ICG投与に関連する重大な有害事象は報告されておらず、この技術の安全性が支持された。Cグレードの漏れ率の類似性は、ICG蛍光血管造影が主に軽度の漏れ(AおよびBグレード)を防止するのに役立つ可能性があることを示唆している。

専門家のコメント

IntAct試験は、直腸癌手術における術中ICG蛍光血管造影に関する最大規模の無作為化証拠を提供している。主要評価項目の統計的有意性には至らなかったものの、観察された漏れ減少傾向は小規模な観察研究やメタアナリシスと一致している。重要なのは、試験がICGが日常的な手術実践で安全かつ実現可能であることを強調している点である。

制限点には、非盲検デザイン、外科医による蛍光解釈の潜在的な変動、および標準的な灌流評価基準の欠如が含まれる。これらの知見は、客観的な蛍光定量方法とコンセンサスガイドラインの開発の必要性を示している。
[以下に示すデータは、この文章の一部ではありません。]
PR #1877, opened 2020-02-11
LoginComponent

Hugo-Hontans:
- [x] use fragment url to open LoginComponent


libs/auth/src/lib/pages/login/login.component.ts
```diff
@@ -24,8 +24,15 @@ export class LoginComponent {
     private service: AuthService,
     private router: Router,
     private snackBar: MatSnackBar,
+    private route: ActivatedRoute
   ) {}
 
+  ngOnInit() {
+    if (this.route.snapshot.fragment === 'signin') {
```
GrandSchtroumpf: You don't need the `if`:
```typescript
this.isSignin = this.route.snapshot.fragment === 'signin'
```

PR #1885, opened 2020-02-12
Feat 1872 - public contract collection & feat-1653 debug/update import

phpgeekfr:
functions set to keep up-to-date publicContract documents 
Update on movie spreadsheet for import


apps/backend-functions/src/contract.ts
```diff
@@ -0,0 +1,141 @@
...
+ */
+async function transformContractToPublic(contract: ContractDocument, versionToSkip?: string): Promise<void> {
+  return db.runTransaction(async tx => {
+    const publicContractSnap = await tx.get(db.doc(`publicContracts/${contract.id}`));
+
+    const versionSnap = await tx.get(db.doc(`contracts/${contract.id}/versions/_meta`));
+    const versionDoc = versionSnap.data();
+    let lastVersionDoc;
+    if (!!versionDoc) {
+      const versionToFetch = !versionToSkip || parseInt(versionToSkip, 10) !== parseInt(versionDoc.count, 10) ? versionDoc.count : parseInt(versionToSkip, 10) - 1;
```
ioaNikas: Can you be more explicit or comment what you are doing here ? It's hard to understand from a noob perspective :smile:

apps/backend-functions/src/contract.ts
```diff
@@ -0,0 +1,145 @@
...
+        await tx.set(versionSnap.ref, versionDoc);
+      } else {
+        // There is no remaining contract version we delete _meta document and the corresponding publicContract will be deleted
+        console.log(`deleting _meta document for contractId : ${contract.id}`);
+        tx.delete(versionSnap.ref);
+      }
+    }
+
+    /** @dev public contract document is created only it status is OK */
+    if (lastVersionDoc && ['waitingpayment', 'paid', 'accepted'].includes(lastVersionDoc.status)) {
```
lsenta: define in a const, should be an enum in the firestore model

apps/backend-functions/src/contract.ts
```diff
@@ -0,0 +1,145 @@
...
+
+  return db.runTransaction(async tx => {
+    await tx.delete(db.doc(`publicContracts/${contract.id}`));
+  });
+}
+
+export async function onContractVersionDelete(
+  snap: FirebaseFirestore.DocumentSnapshot,
+): Promise<any> {
+  const contractId = snap.ref.parent.parent ? snap.ref.parent.parent.id : undefined;
```
lsenta: use `const {contractId} = context.params` it matches params in your firestore ref string  (`/contract/{contractId}/etc`)

apps/backend-functions/src/contract.ts
```diff
@@ -0,0 +1,145 @@
...
+  // We retreive the version ID beeing currently removed
```
lsenta: retrieve, being

apps/backend-functions/src/main.ts
```diff
@@ -153,6 +161,59 @@ export const onMovieDeleteEvent = onDocumentDelete(
...
+//------------------------------------------------
+//   Contracts & Contracts Version Management   //
+//------------------------------------------------
+
+/**
+ * Trigger: when a contract is created
+ */
+export const onContractCreateEvent = onDocumentCreate(
+  'contracts/{contractId}',
+  onContractCreate
```
lsenta: use a single `onDocumentWrite` if you do crete, update and delete

apps/backend-functions/src/main.ts
```diff
@@ -153,6 +161,59 @@ export const onMovieDeleteEvent = onDocumentDelete(
...
+  'contracts/{contractId}',
+  onContractDelete
+)
+
+/**
+ * Trigger: when a contractVersion is created
+ */
+export const onContractVersionCreateEvent = onDocumentCreate(
+  'contracts/{contractId}/versions/{versionId}',
+  onContractVersionCreate
```
lsenta: Same, 3 functions => 1 write

apps/backend-functions/src/contract.ts
```diff
@@ -0,0 +1,145 @@
...
+      }
+    }
+
+    /** @dev public contract document is created only it status is OK */
+    if (lastVersionDoc && ['waitingpayment', 'paid', 'accepted'].includes(lastVersionDoc.status)) {
+      const publicContract: PublicContractDocument = {
+        id: contract.id,
+        type: contract.type,
+        titleIds: contract.titleIds,
+        scope: lastVersionDoc ? lastVersionDoc.scope : {},
```
lsenta: empty scope, doesn't seems to be handled by the type

apps/backend-functions/src/contract.ts
```diff
@@ -0,0 +1,145 @@
...
+  return db.runTransaction(async tx => {
+    const publicContractSnap = await tx.get(db.doc(`publicContracts/${contract.id}`));
+
+    // Fetching the current version to compare it against versionToSkip value
+    const versionSnap = await tx.get(db.doc(`contracts/${contract.id}/versions/_meta`));
+    const versionDoc = versionSnap.data();
+    let lastVersionDoc;
+    if (!!versionDoc) {
+      // If the current version is the one to skip/delete (versionToSkip), we update _meta version with versionToSkip - 1
+      const versionToFetch = !versionToSkip || parseInt(versionToSkip, 10) !== parseInt(versionDoc.count, 10) ? versionDoc.count : parseInt(versionToSkip, 10) - 1;
```
lsenta: too complex, split.

lsenta: you are relying on the fact that:
- firestore events are triggered in order (delete(x) happens BEFORE delete(x-1)) which is probably not true,
   - you'll might processed delete(x-1) => version = x - 1; then delete(x) => version = x -1 which was deleted right before.
- contract versions are removed in order

lsenta: Why do you need to store a count to get the last version?
just write the version number in the doc and query the last one. You could also simply store a created time and use that to get the last version.

Counting and assuming ids are sequential and ordered has so many requirements, you're going to hide bug everywhere in the app (back and front). It's costly and unreliable if not done correctly.

phpgeekfr: Added comments with #1887. We will stay like that until Berlin but we will work on a better solution after.

apps/backend-functions/src/contract.ts
```diff
@@ -0,0 +1,95 @@
...
+export async function onContractWrite(
+  change: functions.Change<FirebaseFirestore.DocumentSnapshot>,
+): Promise<any> {
+
+  const before = change.before.data();
+  const after = change.after.data();
+
+  if (!after && !!before) { // Deletion
+    return db.runTransaction(async tx => {
+      await tx.delete(db.doc(`publicContracts/${before.id}`));
```
lsenta: `db.doc(`publicContracts/${before.id}`).delete()` a transaction is necessary when you have write operations that depends on reads. There's only one operation here.

apps/backend-functions/src/contract.ts
```diff
@@ -0,0 +1,95 @@
...
+  const before = change.before.data();
+  const after = change.after.data();
+
+  const contractRef = db.doc(`contracts/${contractId}`);
+  const contractSnap = await contractRef.get();
+  const contract = contractSnap.data() as ContractDocument;
+
+  if (!after && !!before) { // Deletion
+    console.log(`deleting ContractVersion : "${versionId}" for : ${contractId}`);
+    return await transformContractToPublic(contract, versionId);
```
lsenta: you could just return, `await` is necessary only if you need to capture an error in the current scope (you don't have try catch here).

apps/backend-functions/src/contract.ts
phpgeekfr: Yes you are right thanks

吻合不全の破壊的な結果を考えると、標準的な評価にICG蛍光血管造影を組み込むことで臨床的な利益が得られる可能性があり、特に軽度の漏れを防ぎ、死亡率と医療費を増加させる可能性がある。今後の多施設試験では、標準化された画像プロトコルと蛍光強度閾値の探索を通じて、その役割をさらに明確にすることができる。

結論

IntActは、直腸癌手術後の臨床的な吻合不全、特に軽度の漏れを減少させる可能性のある傾向を持つ安全な術中ICG蛍光血管造影技術を示している。結果は統計的有意性には達しなかったものの、知見は慎重な楽観を促し、蛍光評価の標準化と臨床的な利益の確認を奨励する。本研究は、患者の予後を改善するために大腸外科手術における蛍光イメージング技術の統合をガイドする貴重な証拠を提供している。

参考文献

Jayne D, Croft J, Corrigan N, Quirke P, Cahill RA, Ainsworth G, Meads DM, Kirby A, Tolan D, Gordon K, Hompes R, Spinelli A, Foppa C, Wolthuis AM, D’Hoore A, Vignali A, Tilney HS, Moriarty C, Vargas-Palacios A, Young C, Kelly R, Stocken D; IntAct Collaborative Group. Intraoperative fluorescence angiography with indocyanine green to prevent anastomotic leak in rectal cancer surgery (IntAct): an unblinded randomised controlled trial. Lancet Gastroenterol Hepatol. 2025 Sep;10(9):806-817. doi: 10.1016/S2468-1253(25)00101-3. Epub 2025 Jul 18. PMID: 40690925.